Page 1 of 1
Not scanning in zip files
Posted: 16 Dec 2014 00:09
by fredcyr
Hi,
I'm running version 3.0.0.6 and added the following line in the /etc/Mailscanner/archives.filetype.rules.conf to block screen-saver files in zip files.
Code: Select all
deny \.scr$ No Screen Saver No Screen Saver Allowed
In Mailscanner.conf the "Archives: Filename Rules" is pointing to that file.
I've restarted the Mailscanner service but EFA is letting a SCR file in a ZIP pass through.
Any idea why?
Thanks
Fred
Re: Not scanning in zip files
Posted: 17 Dec 2014 23:47
by shawniverson
In /etc/MailScanner/MailScanner.conf:
Code: Select all
# The maximum depth to which zip archives, rar archives and Microsoft Office
# documents will be unpacked, to allow for checking filenames and filetypes
# within zip and rar archives and embedded within Office documents.
#
# Note: This setting does *not* affect virus scanning in archives at all.
#
# To disable this feature set this to 0.
# A common useful setting is this option = 0, and Allow Password-Protected
# Archives = no. That block password-protected archives but does not do
# any filename/filetype checks on the files within the archive.
# This can also be the filename of a ruleset.
Maximum Archive Depth = 0
You need to set this to a value greater than zero and then restart MailScanner
Re: Not scanning in zip files
Posted: 19 Dec 2014 16:06
by fredcyr
Thanks!
It's working now.
Re: Not scanning in zip files
Posted: 12 Feb 2015 02:37
by curibe
can you give more details what "Maximum Archive Depth" does?? i believe the default is -1. what does -1 do?
Re: Not scanning in zip files
Posted: 14 Feb 2015 16:31
by shawniverson
-1 is infinite depth, with is not adviseable.
Code: Select all
# The maximum depth to which zip archives, rar archives and Microsoft Office
# documents will be unpacked, to allow for checking filenames and filetypes
# within zip and rar archives and embedded within Office documents.
#
# Note: This setting does *not* affect virus scanning in archives at all.
#
# To disable this feature set this to 0.
# A common useful setting is this option = 0, and Allow Password-Protected
# Archives = no. That block password-protected archives but does not do
# any filename/filetype checks on the files within the archive.
# This can also be the filename of a ruleset.
Maximum Archive Depth = 0
This setting just works for filename and filetype scanning rulesets.
Re: Not scanning in zip files
Posted: 17 Apr 2015 14:23
by rdns
I have set Maximum Archive Depth = 2. Seems like zipped Office 2003 files are blocked. Any suggestions?
Re: Not scanning in zip files
Posted: 18 Apr 2015 14:32
by shawniverson
Can you share more info? What does the zipped file look like (filename) ?
Re: Not scanning in zip files
Posted: 21 Apr 2015 11:41
by rdns
Thank you so much. Sender says that Lotus notes automatically zips the attachments and the attachments are named quote 4-14-15.zip The zip file contains a .doc file created by MS word 97-2003.
Re: Not scanning in zip files
Posted: 22 Apr 2015 22:24
by shawniverson
What is the name of the .doc file inside the zipped file?

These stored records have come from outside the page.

PR #583, opened 2016-10-03
Add Tradier Brokerage IHistoryProvider implementation

StefanoRaggi:


jaredbroad:
Thank you, that is a nice efficient implementation and tests.

Brokerages/Tradier/TradierBrokerage.HistoryProvider.cs
```diff
@@ -0,0 +1,218 @@
...
+                .Select(g => new TradeBar(
+                    g.Key,
+                    symbol,
+                    g.First().Open,
+                    g.Max(t => t.High),
+                    g.Min(t => t.Low),
+                    g.Last().Close,
+                    g.Sum(t => t.Volume),
+                    Time.OneHour))
+                .Select(tradeBar => new Slice(tradeBar.Time, new[] { tradeBar }))
```
mchandschuh: should we be passing `tradeBar.EndTime` into slice here?

StefanoRaggi: Yes, good catch, fixed here: https://github.com/QuantConnect/Lean/pull/588

PR #1193, opened 2017-10-09
FxcmVolumeDownloader new options

Jay-Jay-D:
This PR implements two new options to the `FxcmVolumeDownloader`:

- The option `all` will download all the available data
- The option `update` will search for the pairs and resolution already downloaded and will update only those pairs.

Given that the FXCM Real Volume API slices days of data at 21:00 UTC, the implementation has some redundancies in case the latest day of data is incomplete. E.g. the `update` option will try to update also the last day of data already downloaded.


Tests/ToolBox/ForexVolume/FxcmVolumeDownloaderTest.cs
```diff
@@ -137,7 +136,7 @@ public void RequestWithMoreThan10KMinuteObservationIsCorrectlySaved()
             Assert.AreEqual(expected: 27, actual: files.Length);
         }
 
-        [Ignore("Long test")]
+//        [Ignore("Long test")]
```
mchandschuh: are these intended to remain commented out? I suspect we want these to **not** run on the ci server

ToolBox/FxcmVolumeDownloader/FxcmVolumeAuxiliaryMethods.cs
```diff
@@ -0,0 +1,90 @@
...
+                case Resolution.Daily:
+                case Resolution.Hour:
+                    var expectedFilePath = Path.Combine(folderPath,
+                                                        String.Format("{0}_volume.zip", symbol.Value.ToLower()));
+                    if (File.Exists(expectedFilePath))
+                    {
+                        var lastStrDate = ReadZipFileData(expectedFilePath).Last()     // last observation                       
+                                                                           .First()    // first string (date)
+                                                                           .Substring(startIndex: 0, length: 8);
+                        lastAvailableDate = DateTime.ParseExact(lastStrDate, "yyyyMMdd", CultureInfo.InvariantCulture);
```
mchandschuh: Please use `DateFormat.EightCharacter` instead of the literal `"yyyyMMdd"` -- also occurs below on line 83.

ToolBox/FxcmVolumeDownloader/Program.cs
```diff
@@ -5,12 +5,35 @@
...
+                if (args[0] == "all" || args[0] == "update")
+                {
+                    if (args[0] == "update")
+                    {
+                        isUpdate = true;
+                    }
+
+                    args = new[]
+                    {
+                        "EURUSD,USDJPY,GBPUSD,USDCHF,EURCHF,AUDUSD,USDCAD,NZDUSD,EURGBP,EURJPY,GBPJPY,EURAUD,EURCAD,AUDJPY",
```
mchandschuh: Is this all the symbols that fxcm provides? Just curious why this list is the way it is.

Tests/ToolBox/ForexVolume/FxcmVolumeDownloaderTest.cs
Jay-Jay-D: I forgot to uncomment it.

I forgot to uncomment it, the good news are they passed 👍

ToolBox/FxcmVolumeDownloader/FxcmVolumeAuxiliaryMethods.cs
Jay-Jay-D: TIL... `DateFormat.EightCharacter`

ToolBox/FxcmVolumeDownloader/Program.cs
Jay-Jay-D: Those are the pairs that FXCM provides Volume data. The list was given by mail with the API document.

Re: Not scanning in zip files
Posted: 22 Apr 2015 23:13
by rdns
Same as the zip file name except it has .doc Sender says they use lotous notes. Lotous notes automatically zips attachments. These zips attachments are very low in size. Less than 200KB.

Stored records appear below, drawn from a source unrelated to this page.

PR #1194, opened 2017-10-09
add HourReverseSplitRegressionAlgorithm

jingwu74:


Algorithm.Python/HourReverseSplitRegressionAlgorithm.py
```diff
@@ -0,0 +1,42 @@
...
+AddReference("System")
+AddReference("QuantConnect.Algorithm")
+AddReference("QuantConnect.Indicators")
+AddReference("QuantConnect.Common")
+
+from System import *
+from QuantConnect import *
+from QuantConnect.Algorithm import *
+from QuantConnect.Indicators import *
+from datetime import datetime, timedelta
```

Re: Not scanning in zip files
Posted: 25 Apr 2015 13:39
by shawniverson
Ok, now, can you post the exact block reason for the zipped doc file as it appears in the blocked file report?
You can find this by clicking the email in MailWatch and looking at the message details.

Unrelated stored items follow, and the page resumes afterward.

PR #1195, opened 2017-10-10
Add support for Financial Advisors in IB Brokerage

StefanoRaggi:
This PR also adds a new `DefaultOrderProperties` member to `QCAlgorithm`, including a nested `OrderFinancialAdvisorProperties` class.

These properties can be modified by users during algorithm `Initialize` and are always copied into all new orders submitted with any method available (`Order`, `SetHoldings`, etc.).

The `Order` base class has also been expanded to include the `OrderProperties` nested class.

Usage examples can be found in the newly added C#/Python algorithm: `FinancialAdvisorDemoAlgorithm`.


jaredbroad:
Good first pass. Please include a python example algorithm for the feature as well

Brokerages/InteractiveBrokers/InteractiveBrokersBrokerage.cs
```diff
@@ -551,19 +555,31 @@ public override void Connect()
...
-                        Disconnect();
-
-                        if (attempt++ < maxAttempts)
+                        if (!DownloadFinancialAdvisorAccount(_account))
                         {
-                            Thread.Sleep(1000);
-                            continue;
+                            Disconnect();
+
+                            throw new TimeoutException("InteractiveBrokersBrokerage.Connect(): DownloadFinancialAdvisorConfiguration failed.");
```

Re: Not scanning in zip files
Posted: 27 Apr 2015 11:38
by rdns
MailScanner: Message contained archive nested too deeply
Re: Not scanning in zip files
Posted: 27 Apr 2015 23:00
by shawniverson
Thank you.
Increase the depth on this setting...
The problem is that these Office documents are more than 2 levels deep....
Re: Not scanning in zip files
Posted: 28 Apr 2015 11:49
by rdns
I just set this settings to prevent all those .zip file related viruses/Trojans. Everything is working except that one client (big company) who uses a old version of MS office and zips every single file with lotus notes before sending out as an email attachment.
- Not folder inside a folder and zipped
- Not a zip inside a zip.
- Its simply a .doc file and its zipped. Is that 2 levels deep?
Re: Not scanning in zip files
Posted: 30 Apr 2015 17:06
by shawniverson
Yes, a .doc is like a .zip in the eyes of MailScanner. It gets "unzipped" so to speak, to scan its contents.